Жизнь языка: Памяти М. В. Панова - страница 27



а вы должны обратиться с просьбой о пересмотре дела».

Т.: То есть это шестьдесят третий – шестьдесят четвертый год? Примерно так.

З.: Да, я думаю, что шестьдесят третий скорее даже. Вот. Я говорю: «Хорошо». Причем сами понимаете, насколько я ошарашена, еще жива моя мама, она живет отдельно, там надо вместе все… Я говорю: «Мама еще…» – «Мы не стали ее трогать, она человек старый, решили обратиться к вам». Я еду к маме, значит, все ей рассказываю, мы пишем такое заявление… Да, значит: «Напишите заявление и принесите». Да, а я хочу сказать, какая у нас была дома легенда. Значит, во-первых, конечно, это все скрывалось, что отец наш был репрессирован, мы все-таки старались никому не говорить, во-вторых, было такое мнение, что… муж родной сестры моей мамы, который был белым офицером, у нас ночевал вот где-то, там, в двадцать девятом или в каком-то году, и вот донесли соседи, и отца поэтому арестовали.

Да. На следующий день я прихожу – приношу это наше заявление, опять, значит, жду, опять этот человек спускается, на этот раз я уже все-таки немножко пришла в себя и спрашиваю – говорю: «А за что был арестован мой отец?» Он говорит: «По делу об участии в Белой армии в Самарской губернии». Я говорю: «Ну, это…» – «Он был в Самарской губернии?» Я говорю: «Да, он был, но он там работал по линии просвещения» (отец и мама оба были филологи). Вот. Он говорит: «А это совсем неважно, – знаете, так цинично, спокойно, – это совсем неважно. Мы закрываем все эти дела. Нам надо закрыть…». И через, там, сколько-то времени, может быть, через месяц-два, я получила письмо, что он, значит, посмертно реабилитирован.

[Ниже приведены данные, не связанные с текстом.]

PR #292, opened 2023-04-19
migrate from sdk2 testing to terraform-plugin-testing framework

adamcstephens:
https://developer.hashicorp.com/terraform/plugin/testing/migrating

This is the current recommended testing framework. If and when an effort is undertaken to migrate the newer Plugin Framework, this will be a requirement. Either way, this was a relatively simple migration.


jtopjian:
@adamcstephens feel free to commit when you're comfortable. If you'd like me to review something, either ping me in a comment or use the "request review" feature.

PR #294, opened 2023-06-02
add content_type option to volume

### LINKED ISSUE #277: Unable to create a block custom volume
LXD supports 2 types of ["custom" storage volumes](https://linuxcontainers.org/lxd/docs/master/howto/storage_volumes/#create-the-volume): `filesystem` and `block`.

When creating a volume using the [lxd_volume](https://registry.terraform.io/providers/terraform-lxd/lxd/latest/docs/resources/volume) resource of the provider, we can specify the `type = "custom"` but we cannot choose the volume `content_type` which defaults to `filesystem`.

We should be able to specify the `content_type` to either `filesystem` or `block`.

### LINKED ISSUE #288: How to create storage volume with content_type block with terraform-lxd ?
I want to create a storage volume with content_type block like this one :

```yaml
config:
  size: 730GB
description: ""
name: ulxd-k0s-n1-zfspv-pool
type: custom
used_by:
- /1.0/instances/ulxd-k0s-n1
location: none
content_type: filesystem
project: default
created_at: 0001-01-01T00:00:00Z
```

I used this config :

```
additional_disks = {
             zfspv-pool = {
                pool = "nvme2n1",
                size = "730GB",
                content_type = "block"
            }  
        }

resource "lxd_volume" "volume" {
  for_each = var.additional_disks
  remote = var.remote == "" ? "${var.zone}-lxd-hypervisor-01": var.remote 
  name =  "${var.name}-${each.key}"
  pool = contains(keys(each.value),"pool") ? each.value["pool"] : var.storage_pool
  config = {
    size = contains(keys(each.value),"size") ? each.value["size"] : null
    content_type = contains(keys(each.value),"content_type") ? each.value["content_type"] : null
  }
}
```
but I get error that said there is no option ``content_type``,  and seems that it uses filesystem content type by default.

gboutry:
Fix #288
Fix #277

Being able to change content_type allows for the creation of block volumes.

### DIFF
--- a/docs/resources/volume.md
+++ b/docs/resources/volume.md
@@ -39,6 +39,8 @@ resource "lxd_volume" "volume1" {
 
 * `project` - *Optional* - Name of the project where the volume will be stored.
 
+* `content_type` - *Optional* - Volume content type (filesystem or block)
+
 ## Attribute Reference
 
 The following attributes are exported:
--- a/lxd/resource_lxd_volume.go
+++ b/lxd/resource_lxd_volume.go
@@ -69,6 +69,13 @@ func resourceLxdVolume() *schema.Resource {
 				Optional: true,
 				ForceNew: true,
 			},
+
+			"content_type": {
+				Type:     schema.TypeString,
+				Optional: true,
+				ForceNew: true,
+				Default:  "filesystem",
+			},
 		},
 	}
 }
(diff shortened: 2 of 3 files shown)


adamcstephens (approved):
Thanks! :bee: 

I couldn't find "filesystem" documented as the default for content_type, but it is in practice.

gboutry:
> Thanks! bee This PR is a drop-in for my own branch with this capability.
> 
> I couldn't find "filesystem" documented as the default for content_type, but it is in practice.

I got the default from here https://linuxcontainers.org/lxd/docs/latest/howto/storage_volumes/#create-the-volume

Т.: А! все-таки реабилитирован.

З.: Да. Нет-нет, «закрываем…».

Т.: «Закрываем» – это значит реабилитация.

К.: Они уже его реабилитировали.

З.: Да.

К.: В шестидесятые годы.

З.: Даже независимо от того, значит, был ли он в Белой армии, не был, и всё. Вот такая история.

(Перерыв в записи.)

К.: Есть какие-то вот такие рассказы, очень интересные…

З.: Да.

К.: Например, Михаил Викторович рассказывал про «Арабески» – ну согласитесь, что это почти художественное произведение…

З.: Ну, конечно.

К.:…Это не просто так.

З.: Ну, конечно, конечно.

Т.: Это новелла.

З.: Да, да-да-да.

К.: Этот человек с ружьем…

Т.: Новелла, да.

К.:…и этот огромный гоголевский стол… <…>

К.: Какая-то символика есть, что-то больше…

Т.: Поскольку у нас момент исторический, немножко… скажите два слова о себе – то, что мы не знаем. Вы закончили…

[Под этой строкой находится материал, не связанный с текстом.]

PR #306, opened 2023-07-10
Rename container resource to instance

### LINKED ISSUE #302: Rename container resource to instance
The current `lxd_container` resource in terraform-provider-lxd represents an LXD instance rather than an actual container. This naming convention can be a bit confusing since the container can not be of type virtual machine.

To address this confusion, I propose renaming the `lxd_container` resource to `lxd_instance`. This change will better reflect its purpose and align with LXD terminology. To ensure a smooth transition and avoid breaking changes, we can deprecate the `container` resource and keep it available for a certain period of time.

I can make a PR if the maintainers agree?

MusicDin:
This PR introduces a new resource `lxd_instance` which will replace an existing resource `lxd_container`.

Changes:
- Copied `lxd_container` to `lxd_instance` and updated functions, variables, and comments. In addition, locally used functions are moved to `lxd_instance`.
- Copied `lxd_container_file` to `lxd_instance_file` and updated functions, variables, and comments.
- Added depreciation messages to `lxd_container` and `lxd_container_file`
- Added new resources to the `provider`
- Added new resources to the docs and fixed some URLs

Fixes #302

### DIFF
--- a/lxd/resource_lxd_container.go
+++ b/lxd/resource_lxd_container.go
@@ -25,6 +25,7 @@ func resourceLxdContainer() *schema.Resource {
 		Importer: &schema.ResourceImporter{
 			State: resourceLxdContainerImport,
 		},
+		DeprecationMessage: "lxd_container has been deprecated and will be removed. Please use lxd_instance instead.",
 
 		Schema: map[string]*schema.Schema{
 			"name": {
@@ -335,7 +336,7 @@ func resourceLxdContainerCreate(d *schema.ResourceData, meta interface{}) error 
 		for _, v := range files.([]interface{}) {
 			f := v.(map[string]interface{})
 			file := File{
-				ContainerName:     name,
+				InstanceName:      name,
 				TargetFile:        f["target_file"].(string),
 				Content:           f["content"].(string),
 				Source:            f["source"].(string),
@@ -345,7 +346,7 @@ func resourceLxdContainerCreate(d *schema.ResourceData, meta interface{}) error 
 				CreateDirectories: f["create_directories"].(bool),
 			}
 
-			if err := containerUploadFile(server, name, file); err != nil {
+			if err := instanceUploadFile(server, name, file); err != nil {
 				return err
 			}
 		}
@@ -663,7 +664,7 @@ func resourceLxdContainerUpdate(d *schema.ResourceData, meta interface{}) error 
 			f := v.(map[string]interface{})
 			targetFile := f["target_file"].(string)
 
-			if err := containerDeleteFile(server, name, targetFile); err != nil {
+			if err := instanceDeleteFile(server, name, targetFile); err != nil {
 				return err
 			}
 		}
@@ -671,7 +672,7 @@ func resourceLxdContainerUpdate(d *schema.ResourceData, meta interface{}) error 
 		for _, v := range newFiles.([]interface{}) {
 			f := v.(map[string]interface{})
 			newFile := File{
-				ContainerName:     name,
+				InstanceName:      name,
 				TargetFile:        f["target_file"].(string),
 				Content:           f["content"].(string),
 				Source:            f["source"].(string),
@@ -681,7 +682,7 @@ func resourceLxdContainerUpdate(d *schema.ResourceData, meta interface{}) error 
 				CreateDirectories: f["create_directories"].(bool),
 			}
 
-			if err := containerUploadFile(server, name, newFile); err != nil {
+			if err := instanceUploadFile(server, name, newFile); err != nil {
 				return err
 			}
 		}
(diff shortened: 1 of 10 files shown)


jtopjian:
@MusicDin I've taken a quick look and this looks pretty good. I think there is a way to mark the whole resource as deprecated, though, instead of the individual attributes:

https://developer.hashicorp.com/terraform/plugin/sdkv2/best-practices/deprecations#provider-data-source-or-resource-removal

It should be possible to set `DeprecationMessage` in the schema.

docs/resources/container.md
adamcstephens, line 1: Can you please add a deprecation warning to the top of docs for `lxd_container` and `lxd_container_file` pointing people to the new instance resources?

lxd/resource_lxd_container.go
```diff
@@ -859,38 +860,3 @@ func resourceLxdContainerWaitForNetwork(server lxd.ContainerServer, name string)
 		return st, "NOT FOUND", nil
 	}
 }
-
-// Suppress Diff on empty name
-func suppressImageDifferences(k, old, new string, d *schema.ResourceData) bool {
```
adamcstephens, line 864: Would it make sense to put these in `shared.go` instead?

adamcstephens (changes requested):
A couple small items but otherwise this looks good. Deprecation message and importing new resource name works as I'd expect.

Example deprecation


```
│ Warning: Deprecated Resource
│ 
│   with lxd_container.ci,
│   on config.tf.json line 49, in resource.lxd_container.ci:
│   49:       },
│ 
│ lxd_container has been deprecated and will be removed. Please use lxd_instance instead.
│ 
│ (and 25 more similar warnings elsewhere)
```

lxd/resource_lxd_container.go
MusicDin: We can put in in `shared.go`, or maybe have something like `instance_utils.go`, as they are currently instance specific.

What are your thoughts on that?

docs/resources/container.md
MusicDin: Absolutely. I have totally missed that one.

lxd/resource_lxd_container.go
adamcstephens: Actually, now that I've thought about this some more I don't mind them located with the instance definition. So feel free to leave them as this PR has, or `instance_utils.go` sounds good to. Your decision.

lxd/resource_lxd_instance.go
```diff
@@ -0,0 +1,896 @@
...
+				Type:     schema.TypeString,
+				Computed: true,
+			},
+
+			"mac_address": {
+				Type:     schema.TypeString,
+				Computed: true,
+			},
+
+			"start_instance": {
```
adamcstephens, line 202: Since we're renaming this anyway, please rename this to `start_on_create` to clarify that it is only use to control the creation state. Also, if you don't mind, add it to the documentation. If not, I can add it after merge.

lxd/resource_lxd_container.go
MusicDin: Agree, we can leave it as it is for now as there are only a few functions, and separate the logic later if needed.

lxd/resource_lxd_instance.go
MusicDin: Done.

docs/resources/container_file.md
```diff
@@ -1,5 +1,7 @@
 # lxd_container_file
 
+!> Resource `lxd_container_file` has been deprecated and will be removed. Please use [`lxd_instance_file`](../instance_file.md) instead.
```
MusicDin, line 3: I've added a warning with the link to the new resource `... Please use [lxd_instance_file](../instance_file.md) instead.`. 

Can you confirm the url pointing to a new resource is correct, to ensure there is no broken links?

adamcstephens: I can't find any guidance on links between resources for terraform docs. Note that these get generated into what shows up on the registry at https://registry.terraform.io/providers/terraform-lxd/lxd/latest/docs/resources/container . Given that, I suspect the link is not correct since it has `.md`, but without deploying a release I know no other way to test them. I think it should be sufficient to just mention the new resource by name and let the users navigate using the sidebar.

jtopjian: I agree here. 

One option would be to dive into some other Terraform provider repos and try to find an example of inter-linking within documentation. Short of that, though, just mentioning the resource name is the best way to ensure there isn't a broken link.

adamcstephens: I looked at a few but they either didn’t have any links or were using the `website/docs` structure which I didn’t explore.

MusicDin: I had the same issue with finding any official guidance on links between resources.
I've removed the links, leaving just the warnings.

adamcstephens:
This looks good to me. I'm going to go ahead and merge this in an effort to not make this PR any larger. We'll need to do some more cleanup before it'll be in a release. There are still a number of tests and documentation examples that reference `lxd_container`.

adamcstephens:
Thanks for your contribution @MusicDin!

PR #312, opened 2023-07-13
volume: update content_type on read

### LINKED ISSUE #310: upgrade to 1.10 fails due to introduction of content_type
I just did a painless upgrade from 1.7.3 to 1.9.1 (through all intermediate releases) without a glitch.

К.: Я закончила тоже филологический факультет…

Т.: МГУ?

К.: МГУ. Вот. И Михаила Викторовича я слушала на первом курсе, лекции по фонетике, а потом весь этот вот курс по истории языка.

Т.: Поэзии?

К.: Поэзии, да. И не один год, а мы слушали, уже когда я даже закончила университет. А на последнем курсе я снимала фильм об университете, и мы снимали лекции Михаила Викторовича Панова. И он пришел к нам на просмотр фильма – назывался этот фильм «Реплика», об университете фильм – и Михаил Викторович мне сказал: «Вы возродили немой кинематограф». Я подумала: «Это комплимент или нет?» Так и не поняла.

З.: В устах Михаила Викторовича это похвала.

К.: Да.

Т.: Да, конечно.

К.: И через неделю, через вот тоже одну мою подругу, он пригласил нас в гости. Мы пришли всей нашей группой, это был, наверное, восьмидесятый год, и вот с тех пор мы стали ходить к Михаилу Викторовичу в гости очень часто… и большими компаниями, и малыми компаниями, и разными компаниями, и очень любим Михаила Викторовича. Вот я еще рассказала Елене Андреевне, что мы издавали журнал – и он хранится у меня – «Трамвай 13».